Nascido a 11 de Junho de 1910 em Saint-André-de Cubzac, em França, Jean-Yves tornar-se-ia um dos mais famosos franceses de todo o mundo. Até à sua morte, em 1997, escreveu, filmou e denunciou a incúria do Homem prevendo catástrofes ecológicas que viriam a suceder, logrando a aprovação de uma “Declaração dos Direitos das Gerações Futuras” que recebeu o apoio de nove milhões de cidadãos em todo o mundo. A sua vida de oceanógrafo ficou sobejamente conhecida, o que não aconteceu tanto ao nível da sua personalidade, própria de um homem que raramente aceitava uma contradição, capaz de grandes gestos mas por vezes também de um egoísmo surpreendente, ambicioso e até narcísico que partilharia a vida com duas mulheres e duas famílias.

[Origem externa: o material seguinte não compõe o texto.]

Issue #1716, opened 2023-09-26
LID web UI: don't look up cid by root payload cid


dirkmc:
In the LID web UI, the SP can look up a cid in the search box.

It will look up the cid as a payload cid by searching
1. in the LID payload cid -> piece cid index
2. in the boostd sqlite database by root payload cid (deal data root cid).

In practice it is confusing to lookup the cid by root payload cid (the deal's Label field) in the boostd sqlite database. It can give the SP the impression that the deal label field corresponds to a payload cid, when that may not actually be the case.

If the user wants to search by the deal's Label field they can already do this using the search box on the Storage Deals list page.

We should remove the code that looks up the cid by root payload cid in the web UI, including removing it from the graphql endpoint (resolver).

PR #1721, opened 2023-09-26
fix: remove payloadRootCid lookup

LexLuthr:
Fixes https://github.com/filecoin-project/boost/issues/1716

### DIFF
--- a/react/src/LID.js
+++ b/react/src/LID.js
@@ -3,7 +3,7 @@ import {useMutation, useQuery} from "@apollo/react-hooks";
 import {
     LIDQuery,
     FlaggedPiecesQuery, PieceBuildIndexMutation,
-    PieceStatusQuery, PiecesWithPayloadCidQuery, PiecesWithRootPayloadCidQuery, FlaggedPiecesCountQuery
+    PieceStatusQuery, PiecesWithPayloadCidQuery, FlaggedPiecesCountQuery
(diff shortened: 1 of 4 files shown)


react/src/LID.js
```diff
@@ -510,23 +510,12 @@ function SearchResults({searchQuery, setSearchQuery, showSearchPrompt}) {
...
     var pieceCid = null
     var pieceCids = []
-    if ((payloadRes || {}).data && (rootPayloadRes || {}).data) {
+    if ((payloadRes || {}).data) {
         pieceCids = [...new Set([
-            ...payloadRes.data.piecesWithPayloadCid,
-            ...rootPayloadRes.data.piecesWithRootPayloadCid
-        ])]
+            ...payloadRes.data.piecesWithPayloadCid])]
         if (pieceCids.length === 0) {
```
dirkmc, line 519: We don't need the Set any more so we can replace the above 3 lines with
```
if (payloadRes.data.piecesWithPayloadCid.length === 0) {
```

dirkmc: And the `if` below with
```
} else if (payloadRes.data.piecesWithPayloadCid.length === 1) {
```

dirkmc (approved):

dirkmc:
Love these before and after screenshots, nice work! 👐

PR #1723, opened 2023-09-28
Ivan/feat multistream download

ischasny:
* Add a feature to split http download into multiple chunks. Chunks are downloaded into temporary files, which then get merged into one;
* Downloads over libp2p are always done in one chunk only;
* Add NChunks configuration parameter;
* Fix tests to handle not just open-ended range requests;


dirkmc (approved):
Looks great, nice work! 🙌

PR #1724, opened 2023-09-28
Ivan/http security fix

ischasny:
* Don't allow download from private IP addresses by default. Add an option to drive that behaviour. 
* Don't follow http redirects.

### DIFF
--- a/transport/httptransport/http_transport.go
+++ b/transport/httptransport/http_transport.go
@@ -61,7 +61,7 @@ func NChunksOpt(nChunks int) Option {
 	}
 }
 
-func AllowProvateIPsOpt(b bool) Option {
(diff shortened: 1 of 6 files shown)


transport/httptransport/http_transport.go
```diff
@@ -59,6 +61,12 @@ func NChunksOpt(nChunks int) Option {
 	}
 }
 
+func AllowProvateIPsOpt(b bool) Option {
```
nonsense, line 64:
```suggestion
func AllowPrivateIPsOpt(b bool) Option {
```

dirkmc (approved):
LGTM 👍 
Nice work!

PR #607, opened 2020-09-03
update dockerfile to use python38 from python36. Fixes #605.

### LINKED ISSUE #605: Update Dockerfile to move to python 3.8
In current (0.8.X) series, engine is using python36 environment from UBI8.  Noting here that the python36 series is set to EOL toward the end of 2021

https://www.python.org/dev/peps/pep-0494/#lifespan

Updates to the Dockerfile are minimal (python, pip, wheel) should be updated to move to python38

nurmi:
Signed-off-by: Daniel Nurmi <nurmi@anchore.com>


zhill (approved):
lgtm

PR #618, opened 2020-09-14
Additional archival rules

dakaneye:
**What this PR does / why we need it**: Allows archive rules to have an exclude block with its own expiration logic

**Which issue this PR fixes** *(optional, in `fixes #<issue number>)(, fixes #<issue_number, ...)` format, will close the issue when PR is merged*: fixes #: #699 #700 

**Special notes**:

### DIFF
--- a/anchore_engine/db/db_catalog_image_docker.py
+++ b/anchore_engine/db/db_catalog_image_docker.py
@@ -227,17 +227,6 @@ def get_tag_histories(session, userId, registries=None, repositories=None, tags=
     :param tags:
     :return: constructed query to execute/iterate over that returns tuples of (CatalogImageDocker, CatalogImage) that match userId/account and digest
     """
-
-    # select_fields = [
-    #     CatalogImageDocker.userId,
-    #     CatalogImageDocker.imageDigest,
-    #     CatalogImageDocker.registry,
-    #     CatalogImageDocker.repo,
-    #     CatalogImageDocker.tag,
-    #     CatalogImageDocker.tag_detected_at,
-    #     CatalogImage.analyzed_at
-    #     ]
-
     select_fields = [CatalogImageDocker, CatalogImage]
 
     order_by_fields = [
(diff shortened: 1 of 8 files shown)


anchore_engine/db/db_catalog_image_docker.py
```diff
@@ -158,29 +147,34 @@ def get_tag_histories(session, userId, registries=None, repositories=None, tags=
...
-            if exact:
-                conditions.append(field.in_(exact))
-
-            if conditions:
-                qry = qry.filter(or_(*conditions))
+    query_tuples = [(CatalogImageDocker.registry, registries),
+                    (CatalogImageDocker.repo, repositories),
+                    (CatalogImageDocker.tag, tags)]
+    for field, filters, exclude in query_tuples:
+        if not filters:
```
zhill, line 154: I'm not quite sure this code is doing the right thing. The iterator in the for loop should iterate over each of the tuples, but it looks like its expecting 3 values instead of 2. Is the 'exclude' necessary here? It doesn't look like it's used at all in the loop.

zhill (changes requested):
A couple of questions but overall looks good.

anchore_engine/db/db_catalog_image_docker.py
dakaneye: You were right, it was left over when I was mulling over my strategy for applying the exclusion. I've removed it now.

dakaneye:
Forgot to add the DB upgrade part, so just pushed that change:
```
[MainThread] [anchore_manager.cli.service/start()] [INFO] Performing upgrade.
'creating new table columns'
'creating new column (exclude_selector_registry) in table (catalog_archive_transition_rules)'
'creating new column (exclude_selector_repository) in table (catalog_archive_transition_rules)'
'creating new column (exclude_selector_tag) in table (catalog_archive_transition_rules)'
'creating new column (exclude_expiration_days) in table (catalog_archive_transition_rules)'
Detected anchore-engine version 0.0.14, running DB version 0.0.13.
Performing upgrade.
```
It worked!

zhill (approved):
lgtm

PR #623, opened 2020-09-16
Global max images

dakaneye:
POC for how we can approach the solution asynchronously.

### DIFF
--- a/anchore_engine/db/db_catalog_image.py
+++ b/anchore_engine/db/db_catalog_image.py
@@ -1,6 +1,4 @@
-from sqlalchemy import desc, and_, or_
-from sqlalchemy.orm import load_only, Load
-import time
+from sqlalchemy import desc, and_, or_, func
 
 from anchore_engine import db
 import anchore_engine.db.db_catalog_image_docker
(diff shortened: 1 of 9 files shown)


anchore_engine/services/catalog/archiver.py
```diff
@@ -1168,20 +1168,30 @@ def archive_vuln_history(self, img_archive: ImageArchive) -> list:
...
-    #
-    # def flush_policy_engine(self, image_id):
-    #     try:
-    #         pe_client = internal_client_for(PolicyEngineClient, userId=self.account)
-    #         pe_client.delete_image(self.account, image_id)
-    #     except Exception as ex:
-    #         logger.exception("Error flushing policy engine state for image")
-    #         raise ex
+
+class MaxImageAnalysesArchiver(object):
```
dakaneye, line 1172: This could just run in a monitor thread in the Catalog service or something if we decide to go async. 

Otherwise, if synchronous we can just fire this off when an image is added

anchore_engine/db/db_catalog_image.py
```diff
@@ -353,26 +351,31 @@ def delete(imageDigest, userId, session=None):
...
+    if max_images < 0:
+        return
+
+    image_count = session.query(func.count()).order_by(None).scalar()
+    limit = image_count - max_images
+
+    if limit <= 0:
+        return
+
+    qry = session.query([CatalogImage.imageDigest])\
```
zhill, line 377: Need to filter this by image status as well so you don't get analysis failed or analyzing images (depends on the input params that the user provides in the rule, but I think this should just be for 'analyzed' images.

conf/default_config.yaml
```diff
@@ -10,7 +10,6 @@
 service_dir: ${ANCHORE_SERVICE_DIR}
 tmp_dir: /analysis_scratch
 log_level: ${ANCHORE_LOG_LEVEL}
-cleanup_images: true
```
zhill, line 13: Why is this removed?

dakaneye: I couldn't find any usages in the application, unless I'm missing something.

conf/default_config.yaml
```diff
@@ -42,6 +41,15 @@ user_authentication:
   # WARNING: you should not change this after a system has been initialized as it may cause a mismatch in existing passwords
   hashed_passwords: ${ANCHORE_AUTH_ENABLE_HASHED_PASSWORDS}
 
+# This block is for defining archival rules around the maximum number of image analyses in the Anchore Deployment
```
zhill, line 44: These rules are all configured via API calls, not configuration unless we extend the configuration to support any kind of rule. I don't want to split them up.

dakaneye: Moved into rule schema

conf/default_config.yaml
dakaneye: lmk if youw ant me to remove this change

zhill: This is good. Can leave it.

zhill:
This looks good to merge into the other branch so we can consider it in-toto.

PR #626, opened 2020-09-19
Draft: PoC multi-arch support

nightfurys:

**Special notes**:

### DIFF
--- a/anchore_engine/clients/skopeo_wrapper.py
+++ b/anchore_engine/clients/skopeo_wrapper.py
@@ -4,7 +4,7 @@ import re
 import tempfile
 
 import anchore_engine.configuration.localconfig
-from anchore_engine.utils import run_command, run_command_list, manifest_to_digest, AnchoreException
+from anchore_engine.utils import run_command, run_command_list, manifest_to_digest, AnchoreException, ManifestDigestArch, ImageInfo
 from anchore_engine.subsys import logger
 from anchore_engine.common.errors import AnchoreError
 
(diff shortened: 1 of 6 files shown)


anchore_engine/clients/skopeo_wrapper.py
```diff
@@ -331,6 +331,135 @@ def get_image_manifest_skopeo(url, registry, repo, intag=None, indigest=None, to
...
+        raw_manifest = get_image_manifest_skopeo_raw(pull_string, user=user, pw=pw, verify=verify)
+        s_manifest = json.loads(raw_manifest)
+        s_digest = manifest_to_digest(raw_manifest)
+        return s_manifest, s_digest
+    except Exception as err:
+        logger.warn("CMD failed - exception: " + str(err))
+        raise err
+
+
+def get_image_manifest_v2(url, registry, repo, intag=None, indigest=None, user=None, pw=None, verify=True, default=None):
```
Toure, line 422: default should be set to False as it is a bool.

anchore_engine/clients/skopeo_wrapper.py
```diff
@@ -331,6 +331,135 @@ def get_image_manifest_skopeo(url, registry, repo, intag=None, indigest=None, to
...
+                    sout = str(sout, 'utf-8') if sout else None
+                    ret = sout
+                    break
+
+            if not success:
+                logger.error("could not retrieve manifest")
+                raise Exception("could not retrieve manifest")
+
+        except Exception as err:
+            raise err
```
alfredodeza, line 398: This doesn't have any effect and it is equal to not having it at all

anchore_engine/clients/skopeo_wrapper.py
```diff
@@ -331,6 +331,135 @@ def get_image_manifest_skopeo(url, registry, repo, intag=None, indigest=None, to
...
+    else:
+        raise Exception("invalid input - must supply either an intag or indigest")
+
+    try:
+        raw_manifest = get_image_manifest_skopeo_raw(pull_string, user=user, pw=pw, verify=verify)
+        s_manifest = json.loads(raw_manifest)
+        s_digest = manifest_to_digest(raw_manifest)
+        return s_manifest, s_digest
+    except Exception as err:
+        logger.warn("CMD failed - exception: " + str(err))
```
alfredodeza, line 418: this doesn't add anything that the Exception wouldn't already show. Does this imply there is something beyond `str(err)` that is useful to log? It seems this could do well without a `try/except` block

PR #637, opened 2020-10-03
Update repo watcher asynchronous process. DB lookup subscription stat…

### LINKED ISSUE #635: Deactivating repository subscription does not halt scanning tags
Watching a repository is handled by an asynchronous catalog process periodically performing inventory of repository and queuing up images for analysis. This process does an atomic check for the subscription state before evaluating each tag manifest in a serial order. This is not very fast process which makes it seem like the tags are trickling into the system. Deactivating or even deleting the watch/subscription record does not halt this stream as the subscription state check is performed once at the top of the process

nightfurys:
…e before queuing image for analysis for every image

Fixes #635

**Special notes**:

### DIFF
--- a/anchore_engine/db/db_subscriptions.py
+++ b/anchore_engine/db/db_subscriptions.py
@@ -101,6 +101,19 @@ def get(userId, subscription_id, session=None):
     return ret
 
 
+def is_active(account, subscription_id, session=None):
+    """
+    Returns the subscription id of the record if one exists for the account and subscription id
+    """
+
+    if not session:
+        session = db.Session
+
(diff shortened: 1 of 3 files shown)


anchore_engine/db/db_subscriptions.py
```diff
@@ -133,10 +146,24 @@ def get_bysubscription_key(userId, subscription_key, session=None):
     return ret
 
 
-def update(userId, subscription_key, subscription_type, inobj, session=None):
+def upsert(userId, subscription_key, subscription_type, inobj, session=None):
```
zhill, line 149: Yes, this is more clear on the actual behavior of this function.

zhill (approved):
lgtm

PR #642, opened 2020-10-06
Adds db_engine_args handling in config.yaml for more db connection configuration

### LINKED ISSUE #641: Ability to set pool_recycle args for db connection handling
**Is this a BUG REPORT or a FEATURE REQUEST?** (choose one): Feature Request

If this is a FEATURE REQUEST, please:
Add ability to specify more db connection pool settings, including at least the ability to set the `pool_recycle` timeout to ensure stale connections are recycled before being used and causing an error if the connection was closed by the server or some intermediate network gear (e.g. a load balancer).

This is useful for cases where load balancers have short idle connection timeouts like 5-10 minutes.

Should add a generic `db_engine_args` section and handlers for config.yaml to allow per-deployment customization.
e.g.
```
credentials:
  database:
    db_connect: ...
    db_connect_args:
      timeout: 120
      ssl: false
    db_pool_size: 30
    db_pool_max_overflow: 100
    db_engine_args:
      <key-values to pass>
      pool_recycle: 600
```

zhill:
Fixes #641

### DIFF
--- a/anchore_engine/db/entities/common.py
+++ b/anchore_engine/db/entities/common.py
@@ -126,7 +126,9 @@ def do_connect(db_params):
 
     db_connect = db_params.get('db_connect', None)
     db_connect_args = db_params.get('db_connect_args', None)
-    db_engine_args = db_params.get('db_engine_args', {})
+    db_engine_args = db_params.get('db_engine_args')
+    if db_engine_args is None:
+        db_engine_args = {}
 
     # for bkwds compat
     if db_params.get('db_pool_size', None):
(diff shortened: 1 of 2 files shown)


anchore_engine/db/entities/common.py
```diff
@@ -126,7 +126,9 @@ def do_connect(db_params):
 
     db_connect = db_params.get('db_connect', None)
     db_connect_args = db_params.get('db_connect_args', None)
-    db_engine_args = db_params.get('db_engine_args', {})
+    db_engine_args = db_params.get('db_engine_args')
```
dakaneye, line 129: I think this change doesn't introduce any different functionality?

anchore_engine/db/entities/common.py
```diff
@@ -155,7 +155,6 @@ def do_connect(db_params):
 
     # set up the global session
     try:
-        #                SerializableSession = sessionmaker(bind=engine.execution_options(isolation_level='SERIALIZABLE'))
```
dakaneye, line 158: +1 for removing dead code

dakaneye (approved):
Good cleanup! less risk of KeyErrors and makes the composition fo the db params more clear.

anchore_engine/db/entities/common.py
zhill: This was to handle the case where there is a 'null' value in the yaml config directly. Ensures that we get an empty dict. Lines 130 & 131 unify the cases. May be able to be handled more elegantly.

PR #644, opened 2020-10-06
Type checks and broaden exception handling around json loading in err…

### LINKED ISSUE #643: Error response builder broken
Changes introduced by https://github.com/anchore/anchore-engine/pull/593  json loads an internal data structure without type checking. When the structure is a dictionary, json load fails as it only expects input of type str, bytes and bytearray. The end result to the user request no longer captures the actual error transmitted by one of the internal services

nightfurys:
…or response builder

Fixes #643

**Special notes**:

### DIFF
--- a/anchore_engine/common/helpers.py
+++ b/anchore_engine/common/helpers.py
@@ -28,23 +28,25 @@ def make_response_error(errmsg, in_httpcode=None, details=None):
         ret['detail']['error_codes'] = []
 
     if isinstance(errmsg, Exception):
-        if 'anchore_error_json' in errmsg.__dict__:
-            # Try to load it as json
-            try:
-                err_json = json.loads(errmsg.__dict__.get('anchore_error_json', None))
-            except ValueError:
-                # Then it may just be a string, we cannot do anything with it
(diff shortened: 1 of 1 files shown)


anchore_engine/common/helpers.py
```diff
@@ -28,23 +28,25 @@ def make_response_error(errmsg, in_httpcode=None, details=None):
...
-            try:
-                err_json = json.loads(errmsg.__dict__.get('anchore_error_json', None))
-            except ValueError:
-                # Then it may just be a string, we cannot do anything with it
-                logger.debug('Failed to parse anchore_error_json as json')
-                return ret
-
-            if {'message', 'httpcode', 'detail'}.issubset(set(err_json)):
-                ret.update(err_json)
+        anchore_error = errmsg.__dict__.get('anchore_error_json', None)
```
zhill, line 31: Non-blocking: I think this should be `getattr(errmsg, 'anchore_error_json', None)` to be more clean than accessing the protected member.

zhill (approved):
Small suggestion, but non-blocking. I want to revisit this function completely, but not in scope for this fix.

PR #646, opened 2020-10-06
Allow for analyzer output to optionally be json encoded

wagoodman:
Today the analyzers have several stages of encoding and decoding --as part of the 3.0 work we will be removing some of these stages. This specific change allows for the json decoding step to be optional, enabling use of the existing analyzers mixed with the new analyzers (from syft). This will help in testing the swap out of the analyzers and remove extra encoding/decoding steps from the analysis path.

### DIFF
--- a/anchore_engine/common/helpers.py
+++ b/anchore_engine/common/helpers.py
@@ -105,7 +105,7 @@ def make_anchore_exception(err, input_message=None, input_httpcode=None, input_d
 
         if error_codes:
             ret.anchore_error_json['detail']['error_codes'].extend(error_codes)
-                                   
+
     return ret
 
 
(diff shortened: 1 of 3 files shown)


anchore_engine/common/helpers.py
```diff
@@ -366,3 +360,12 @@ def make_eval_record(userId, evalId, policyId, imageDigest, tag, final_action, e
...
     return payload
+
+def safe_extract_json_value(value):
+    # support the legacy serialized json string
+    if isinstance(value, str):
+        try:
+            value = json.loads(value)
+        except json.decoder.JSONDecodeError:
+            pass
+    return value
```
luhring, line 371: nit: I don't know if there's an established standard with regard to ending files with newlines, but noticed this was a change from the previous state

luhring (approved):

anchore_engine/common/helpers.py
```diff
@@ -366,3 +360,12 @@ def make_eval_record(userId, evalId, policyId, imageDigest, tag, final_action, e
     payload["last_updated"] = payload['created_at']
 
     return payload
+
+def safe_extract_json_value(value):
+    # support the legacy serialized json string
+    if isinstance(value, str):
```
alfredodeza, line 366: I don't think that is necessary to check for an instance of `str`. The `try/except` block can already handle this

alfredodeza (approved):
This is good to go but needs a rebase. The build failures where my fault, the fix was merged here https://github.com/anchore/anchore-engine/pull/650

Toure (approved):
Looks good, once the type check is removed.

PR #650, opened 2020-10-06
bump urllib3 to prevent reported vulnerability with current version

alfredodeza:
Relevant changelog section in urllib3: https://github.com/urllib3/urllib3/blob/master/CHANGES.rst#1259-2020-04-16

Same fix in https://github.com/anchore/anchore-cli/pull/130


dakaneye (approved):
Looks good to me!

PR #659, opened 2020-10-08
Functional Test (conftest) improvements

### LINKED ISSUE #658: Cannot run functional tests locally
PR https://github.com/anchore/anchore-engine/pull/653  is causing all tests to fail locally with:

```
E           requests.exceptions.ConnectionError: HTTPConnectionPool(host='localhost', port=8228): Max retries exceeded with url: /v1/accounts/functional_test (Caused by NewConnectionError('<urllib3.connection.HTTPConnection object at 0x7ff1d01facd0>: Failed to establish a new connection: [Errno 61] Connection refused'))
```

I believe this is caused by the automatic fixture `create_functional_test_account_with_teardown` which is not needed for every functional test.  By declaring the `autouse=True` in a top-level `conftest.py` it means that every test underneath it in any sub-directory will have to have that running. 

The functional tests as proposed in this PR rely on a running instance of Anchore Engine which I don't have, preventing me from running tests that do not need Anchore Engine running but are functional and belong to that path.

I see a couple of ways to improve this:

1. Move the newly added `conftest.py` into a separate directory for API tests that rely on this automatic functionality
1. Remove all these tests into a separate repository/project

For the time being, I think it is easier to achieve the first option, while trying to get these tests out of the Anchore Engine repo and into its respective project.

dakaneye:

**What this PR does / why we need it**: Makes it so that functional tests that don't require a running anchore don't need it to execute (non-api tests)

**Which issue this PR fixes** fixes #658 

**Special notes**:


tests/functional/services/api/conftest.py
```diff
@@ -31,7 +186,7 @@ def remove_image_by_id():
                 # Therefore, I've observed this finalizer running after the account is deleted. It's not the end of
                 # the world, shouldn't be a failed test. If I make this fixture autouse=True, it has been generating an
                 # extra matrix of tests which is worse than just letting the finalizer skip
-                _logger.info("{} account does not exist, ignoring for teardown".format(FT_ACCOUNT))
+                get_logger(__name__).info("{} account does not exist, ignoring for teardown".format(FT_ACCOUNT))
```
alfredodeza, line 189: not sure I follow this change... I believe the previous behavior would be the same.

dakaneye: Had to move the get_logger method out of the class, and this was the only method that needed it so just made a minor adjustment

alfredodeza: It looks like this file had a top-level `_logger` variable that this change removes:

```python
_logger = get_logger(__name__)
```

But you are saying that this was in a class? It is usually common practice to have that `_logger` (or most of the time `logger`) defined at the top so that it can be used anywhere. This line in particular doesn't look like it is using a custom name (e.g. `get_logger('remove_image_by_id')`), so it doesn't look like there is any benefit to  it - the behavior is the same it seems?

dakaneye: added it back. it was just throwing errors at the time where I combined the upper level conftest with this one.

alfredodeza (approved):

PR #666, opened 2020-10-09
Skip version checks if fix candidate list contains only one element

### LINKED ISSUE #665: Fixed in version broken for some distros
Computation of fixed-in version is broken for distros where vulnerabilities are found using an exact match i.e. vulnerable-in records instead of version comparison with a fixed-in record. Caused by changes introduced for handling multiple fixed-in records by https://github.com/anchore/anchore-engine/pull/640

nightfurys:
Fixes #665

**Special notes**:


zhill (approved):
lgtm

PR #9381, opened 2021-06-17
Fix: don't propagate shift/ctrl state till next game-tick

TrueBrain:
## Motivation / Problem

Another bug found with ThreadSanitizer. It is a bit unlikely someone really runs into this, but what we do is also not correct. So I fixed it anyway.

Heavily inspired by https://github.com/JGRennison/OpenTTD-patches/commit/59daa573b5dc335e9adcdc365bd65fabcb8f145f

## Description

```
When the game-loop is very slow, it was easily possible to start
the loop with _shift_pressed being false, but end with
_shift_pressed being true. This doesn't hurt the game as such,
but for the user this can be very weird: I pressed "Buy Vehicle",
pressed shift a bit later, and I still get a cost indication.
```

## Checklist for review

### DIFF
--- a/src/video/video_driver.cpp
+++ b/src/video/video_driver.cpp
@@ -116,21 +116,6 @@ void VideoDriver::Tick()
 		/* Avoid next_draw_tick getting behind more and more if it cannot keep up. */
 		if (this->next_draw_tick < now - ALLOWED_DRIFT * this->GetDrawInterval()) this->next_draw_tick = now;
 
-		/* Keep the interactive randomizer a bit more random by requesting
-		 * new values when-ever we can. */
-		InteractiveRandom();
-
-		this->InputLoop();
-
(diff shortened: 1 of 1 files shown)


michicc:
There isn't really much threading left with this, is it?

TrueBrain:
> 
> 
> There isn't really much threading left with this, is it?

Well, yes and no :) Those 2 functions are basically a no-op .. just some shuffling around of a few variables. So nothing really changes with this PR on that balance.
But in general, there is a way too much inside the game-state-lock in my opinion. But .. that needs more work and attention to detail to fix.

The most important things for now is that the `Paint` and taking the video-lock are outside the game-state-lock. The first is rather expensive on non-OpenGL .. the last is expensive with vsync on. So there is still some benefit, luckily enough :D

michicc (approved):

PR #9382, opened 2021-06-17
Fix: on startup, NewGRF scan could case race-condition

TrueBrain:
## Motivation / Problem

NewGRF scan could trigger ThreadSanitizer (rightfully), because it tried to access a variable that wasn't fully prepared to be accessed yet.

## Description

```
Creating a thread was not thread-safe. The irony.

The video-driver has a function GameLoopPause() which first checks
if the thread is the game-thread or not. For this it needs access
to this->game_thread. This variable is set in StartNewThread().

However, due to timing, it is well possible GameLoopPause() is
called from the thread well before this->game_thread is assigned.

And so we have a race-condition!

Simply solve this by preventing a thread to start till we are
done with our bookkeeping.
```

## Checklist for review

### DIFF
--- a/src/thread.h
+++ b/src/thread.h
@@ -14,6 +14,7 @@
 #include "crashlog.h"
 #include <system_error>
 #include <thread>
+#include <mutex>
 
 /**
  * Sleep on the current thread for a defined time.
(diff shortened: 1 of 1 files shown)


src/thread.h
```diff
@@ -14,6 +14,8 @@
 #include "crashlog.h"
 #include <system_error>
 #include <thread>
+#include <mutex>
+#include <condition_variable>
```
rubidium42: `std::lock_guard` is in `<mutex>` and so is `std::mutex`. Where do we need `<condition_variable>`?

src/thread.h
```diff
@@ -46,7 +48,17 @@ inline bool StartNewThread(std::thread *thr, const char *name, TFn&& _Fx, TArgs&
 {
 #ifndef NO_THREADS
 	try {
+		static std::mutex cv_m;
```
rubidium42: It's a bit weird to suggest the variable has something to do with conditional variables, when it does not. Maybe just call it `mutex` or `thread_start_mutex`?

TrueBrain: I think both lines of code show what I initially was building :P But I aint doing that till C++20! Fuck that shit ;)

rubidium42 (approved):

Não houve, no entanto, quem tenha feito mais para divulgar a vida marinha. Em 1930, com vinte anos, integrou a Escola Naval de Brest com intenção de tornar-se aviador naval, seguindo a via de oficial de artilharia, mas seis anos mais tarde sofreria um acidente de automóvel que mudaria para sempre o seu percurso profissional. Com apenas 26 anos e a caminho de um casamento, o jovem Cousteau sofre um terrível acidente ao volante do Salmson desportivo do pai, vendo-se impossibilitado de seguir a carreira da aviação. Com dois braços partidos, Cousteau dedicou-se então à natação como meio de reabilitação e fortalecimento, descobrindo assim um chamamento ainda mais forte: os oceanos aguardavam-no.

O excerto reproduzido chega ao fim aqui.